**What you need to do**.
Every record must be copied out exactly.

★ ★ ★ ★

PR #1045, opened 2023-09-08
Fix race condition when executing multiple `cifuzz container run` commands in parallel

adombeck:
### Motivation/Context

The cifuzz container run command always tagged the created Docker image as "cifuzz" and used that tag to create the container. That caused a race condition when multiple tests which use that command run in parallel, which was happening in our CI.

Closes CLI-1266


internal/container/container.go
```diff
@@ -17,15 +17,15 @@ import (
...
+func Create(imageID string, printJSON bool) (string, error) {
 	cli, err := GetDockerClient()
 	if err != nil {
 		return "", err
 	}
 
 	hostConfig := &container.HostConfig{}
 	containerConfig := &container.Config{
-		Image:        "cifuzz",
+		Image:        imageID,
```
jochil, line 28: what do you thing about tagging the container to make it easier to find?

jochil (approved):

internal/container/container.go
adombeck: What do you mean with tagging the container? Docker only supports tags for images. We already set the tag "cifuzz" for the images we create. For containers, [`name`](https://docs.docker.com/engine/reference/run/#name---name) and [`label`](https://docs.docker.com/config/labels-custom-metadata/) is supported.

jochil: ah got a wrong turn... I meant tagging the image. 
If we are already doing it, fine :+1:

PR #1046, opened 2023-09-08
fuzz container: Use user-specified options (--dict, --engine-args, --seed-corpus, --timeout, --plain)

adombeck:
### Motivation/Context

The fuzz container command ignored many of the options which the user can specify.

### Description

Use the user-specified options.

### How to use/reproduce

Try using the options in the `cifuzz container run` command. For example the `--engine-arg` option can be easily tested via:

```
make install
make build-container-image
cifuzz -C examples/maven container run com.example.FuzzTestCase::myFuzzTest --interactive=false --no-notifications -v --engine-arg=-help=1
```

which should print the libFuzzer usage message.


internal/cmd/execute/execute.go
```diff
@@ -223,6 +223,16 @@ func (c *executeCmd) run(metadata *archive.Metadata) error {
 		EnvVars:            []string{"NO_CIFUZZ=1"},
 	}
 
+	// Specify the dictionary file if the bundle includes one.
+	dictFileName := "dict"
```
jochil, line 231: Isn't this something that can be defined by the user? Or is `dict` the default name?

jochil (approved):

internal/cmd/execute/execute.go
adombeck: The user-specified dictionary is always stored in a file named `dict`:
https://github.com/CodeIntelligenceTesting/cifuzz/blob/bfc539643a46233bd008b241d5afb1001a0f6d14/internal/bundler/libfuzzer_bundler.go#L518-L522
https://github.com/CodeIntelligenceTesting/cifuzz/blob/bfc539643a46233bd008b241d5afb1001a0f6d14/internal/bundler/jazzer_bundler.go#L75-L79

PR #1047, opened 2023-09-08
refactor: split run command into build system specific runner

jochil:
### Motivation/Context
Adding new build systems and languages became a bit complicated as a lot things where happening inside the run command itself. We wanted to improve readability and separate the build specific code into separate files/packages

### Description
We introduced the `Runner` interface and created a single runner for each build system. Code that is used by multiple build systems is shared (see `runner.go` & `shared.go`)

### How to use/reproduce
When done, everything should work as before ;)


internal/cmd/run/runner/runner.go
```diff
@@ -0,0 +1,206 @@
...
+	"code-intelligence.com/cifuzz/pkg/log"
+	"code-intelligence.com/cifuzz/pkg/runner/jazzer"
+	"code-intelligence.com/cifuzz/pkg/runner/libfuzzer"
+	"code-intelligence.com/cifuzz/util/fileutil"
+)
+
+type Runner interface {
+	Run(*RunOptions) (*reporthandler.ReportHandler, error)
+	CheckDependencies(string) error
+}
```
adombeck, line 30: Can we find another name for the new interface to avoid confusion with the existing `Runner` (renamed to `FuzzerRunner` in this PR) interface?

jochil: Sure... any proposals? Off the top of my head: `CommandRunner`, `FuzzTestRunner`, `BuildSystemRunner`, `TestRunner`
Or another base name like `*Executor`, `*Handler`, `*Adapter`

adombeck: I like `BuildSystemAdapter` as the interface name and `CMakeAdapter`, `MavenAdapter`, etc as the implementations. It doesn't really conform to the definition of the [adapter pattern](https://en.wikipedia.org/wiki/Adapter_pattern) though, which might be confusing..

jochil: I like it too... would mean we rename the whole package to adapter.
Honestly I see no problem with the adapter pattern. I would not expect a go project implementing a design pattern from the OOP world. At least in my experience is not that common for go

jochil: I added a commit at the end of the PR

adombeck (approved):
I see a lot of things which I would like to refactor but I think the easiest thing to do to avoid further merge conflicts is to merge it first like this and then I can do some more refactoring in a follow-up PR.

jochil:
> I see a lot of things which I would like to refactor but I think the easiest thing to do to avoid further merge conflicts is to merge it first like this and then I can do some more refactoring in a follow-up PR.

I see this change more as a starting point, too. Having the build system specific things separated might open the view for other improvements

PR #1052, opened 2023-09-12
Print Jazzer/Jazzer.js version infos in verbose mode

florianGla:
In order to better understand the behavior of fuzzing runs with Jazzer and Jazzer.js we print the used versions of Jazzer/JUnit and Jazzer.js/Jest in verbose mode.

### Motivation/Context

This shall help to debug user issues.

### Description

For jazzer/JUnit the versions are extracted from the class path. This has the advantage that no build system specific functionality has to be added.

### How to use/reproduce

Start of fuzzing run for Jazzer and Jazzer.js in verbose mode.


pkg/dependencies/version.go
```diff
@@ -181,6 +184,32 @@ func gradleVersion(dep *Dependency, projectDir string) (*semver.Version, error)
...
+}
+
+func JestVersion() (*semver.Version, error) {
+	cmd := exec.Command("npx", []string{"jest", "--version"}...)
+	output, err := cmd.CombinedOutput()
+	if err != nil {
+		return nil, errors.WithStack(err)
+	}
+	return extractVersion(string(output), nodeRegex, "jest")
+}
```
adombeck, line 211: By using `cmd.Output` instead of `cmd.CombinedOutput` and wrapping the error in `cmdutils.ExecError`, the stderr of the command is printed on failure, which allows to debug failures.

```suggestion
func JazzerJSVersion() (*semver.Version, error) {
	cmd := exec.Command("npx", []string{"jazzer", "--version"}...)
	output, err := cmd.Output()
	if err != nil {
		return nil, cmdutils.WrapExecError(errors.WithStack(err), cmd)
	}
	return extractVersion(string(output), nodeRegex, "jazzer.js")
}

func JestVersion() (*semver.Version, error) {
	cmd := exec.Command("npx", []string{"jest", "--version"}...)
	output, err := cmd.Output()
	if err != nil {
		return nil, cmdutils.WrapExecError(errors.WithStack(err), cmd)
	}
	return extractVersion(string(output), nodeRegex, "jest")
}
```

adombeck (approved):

★ ★ ★ ★

**Solved exercise**.
PR #1045, opened 2023-09-08
Fix race condition when executing multiple `cifuzz container run` commands in parallel

adombeck:
### Motivation/Context

The cifuzz container run command always tagged the created Docker image as "cifuzz" and used that tag to create the container. That caused a race condition when multiple tests which use that command run in parallel, which was happening in our CI.

Closes CLI-1266


internal/container/container.go
```diff
@@ -17,15 +17,15 @@ import (
...
+func Create(imageID string, printJSON bool) (string, error) {
 	cli, err := GetDockerClient()
 	if err != nil {
 		return "", err
 	}
 
 	hostConfig := &container.HostConfig{}
 	containerConfig := &container.Config{
-		Image:        "cifuzz",
+		Image:        imageID,
```
jochil, line 28: what do you thing about tagging the container to make it easier to find?

jochil (approved):

internal/container/container.go
adombeck: What do you mean with tagging the container? Docker only supports tags for images. We already set the tag "cifuzz" for the images we create. For containers, [`name`](https://docs.docker.com/engine/reference/run/#name---name) and [`label`](https://docs.docker.com/config/labels-custom-metadata/) is supported.

jochil: ah got a wrong turn... I meant tagging the image. 
If we are already doing it, fine :+1:

PR #1046, opened 2023-09-08
fuzz container: Use user-specified options (--dict, --engine-args, --seed-corpus, --timeout, --plain)

adombeck:
### Motivation/Context

The fuzz container command ignored many of the options which the user can specify.

### Description

Use the user-specified options.

### How to use/reproduce

Try using the options in the `cifuzz container run` command. For example the `--engine-arg` option can be easily tested via:

```
make install
make build-container-image
cifuzz -C examples/maven container run com.example.FuzzTestCase::myFuzzTest --interactive=false --no-notifications -v --engine-arg=-help=1
```

which should print the libFuzzer usage message.


internal/cmd/execute/execute.go
```diff
@@ -223,6 +223,16 @@ func (c *executeCmd) run(metadata *archive.Metadata) error {
 		EnvVars:            []string{"NO_CIFUZZ=1"},
 	}
 
+	// Specify the dictionary file if the bundle includes one.
+	dictFileName := "dict"
```
jochil, line 231: Isn't this something that can be defined by the user? Or is `dict` the default name?

jochil (approved):

internal/cmd/execute/execute.go
adombeck: The user-specified dictionary is always stored in a file named `dict`:
https://github.com/CodeIntelligenceTesting/cifuzz/blob/bfc539643a46233bd008b241d5afb1001a0f6d14/internal/bundler/libfuzzer_bundler.go#L518-L522
https://github.com/CodeIntelligenceTesting/cifuzz/blob/bfc539643a46233bd008b241d5afb1001a0f6d14/internal/bundler/jazzer_bundler.go#L75-L79

PR #1047, opened 2023-09-08
refactor: split run command into build system specific runner

jochil:
### Motivation/Context
Adding new build systems and languages became a bit complicated as a lot things where happening inside the run command itself. We wanted to improve readability and separate the build specific code into separate files/packages

### Description
We introduced the `Runner` interface and created a single runner for each build system. Code that is used by multiple build systems is shared (see `runner.go` & `shared.go`)

### How to use/reproduce
When done, everything should work as before ;)


internal/cmd/run/runner/runner.go
```diff
@@ -0,0 +1,206 @@
...
+	"code-intelligence.com/cifuzz/pkg/log"
+	"code-intelligence.com/cifuzz/pkg/runner/jazzer"
+	"code-intelligence.com/cifuzz/pkg/runner/libfuzzer"
+	"code-intelligence.com/cifuzz/util/fileutil"
+)
+
+type Runner interface {
+	Run(*RunOptions) (*reporthandler.ReportHandler, error)
+	CheckDependencies(string) error
+}
```
adombeck, line 30: Can we find another name for the new interface to avoid confusion with the existing `Runner` (renamed to `FuzzerRunner` in this PR) interface?

jochil: Sure... any proposals? Off the top of my head: `CommandRunner`, `FuzzTestRunner`, `BuildSystemRunner`, `TestRunner`
Or another base name like `*Executor`, `*Handler`, `*Adapter`

adombeck: I like `BuildSystemAdapter` as the interface name and `CMakeAdapter`, `MavenAdapter`, etc as the implementations. It doesn't really conform to the definition of the [adapter pattern](https://en.wikipedia.org/wiki/Adapter_pattern) though, which might be confusing..

jochil: I like it too... would mean we rename the whole package to adapter.
Honestly I see no problem with the adapter pattern. I would not expect a go project implementing a design pattern from the OOP world. At least in my experience is not that common for go

jochil: I added a commit at the end of the PR

adombeck (approved):
I see a lot of things which I would like to refactor but I think the easiest thing to do to avoid further merge conflicts is to merge it first like this and then I can do some more refactoring in a follow-up PR.

jochil:
> I see a lot of things which I would like to refactor but I think the easiest thing to do to avoid further merge conflicts is to merge it first like this and then I can do some more refactoring in a follow-up PR.

I see this change more as a starting point, too. Having the build system specific things separated might open the view for other improvements

PR #1052, opened 2023-09-12
Print Jazzer/Jazzer.js version infos in verbose mode

florianGla:
In order to better understand the behavior of fuzzing runs with Jazzer and Jazzer.js we print the used versions of Jazzer/JUnit and Jazzer.js/Jest in verbose mode.

### Motivation/Context

This shall help to debug user issues.

### Description

For jazzer/JUnit the versions are extracted from the class path. This has the advantage that no build system specific functionality has to be added.

### How to use/reproduce

Start of fuzzing run for Jazzer and Jazzer.js in verbose mode.


pkg/dependencies/version.go
```diff
@@ -181,6 +184,32 @@ func gradleVersion(dep *Dependency, projectDir string) (*semver.Version, error)
...
+}
+
+func JestVersion() (*semver.Version, error) {
+	cmd := exec.Command("npx", []string{"jest", "--version"}...)
+	output, err := cmd.CombinedOutput()
+	if err != nil {
+		return nil, errors.WithStack(err)
+	}
+	return extractVersion(string(output), nodeRegex, "jest")
+}
```
adombeck, line 211: By using `cmd.Output` instead of `cmd.CombinedOutput` and wrapping the error in `cmdutils.ExecError`, the stderr of the command is printed on failure, which allows to debug failures.

```suggestion
func JazzerJSVersion() (*semver.Version, error) {
	cmd := exec.Command("npx", []string{"jazzer", "--version"}...)
	output, err := cmd.Output()
	if err != nil {
		return nil, cmdutils.WrapExecError(errors.WithStack(err), cmd)
	}
	return extractVersion(string(output), nodeRegex, "jazzer.js")
}

func JestVersion() (*semver.Version, error) {
	cmd := exec.Command("npx", []string{"jest", "--version"}...)
	output, err := cmd.Output()
	if err != nil {
		return nil, cmdutils.WrapExecError(errors.WithStack(err), cmd)
	}
	return extractVersion(string(output), nodeRegex, "jest")
}
```

adombeck (approved):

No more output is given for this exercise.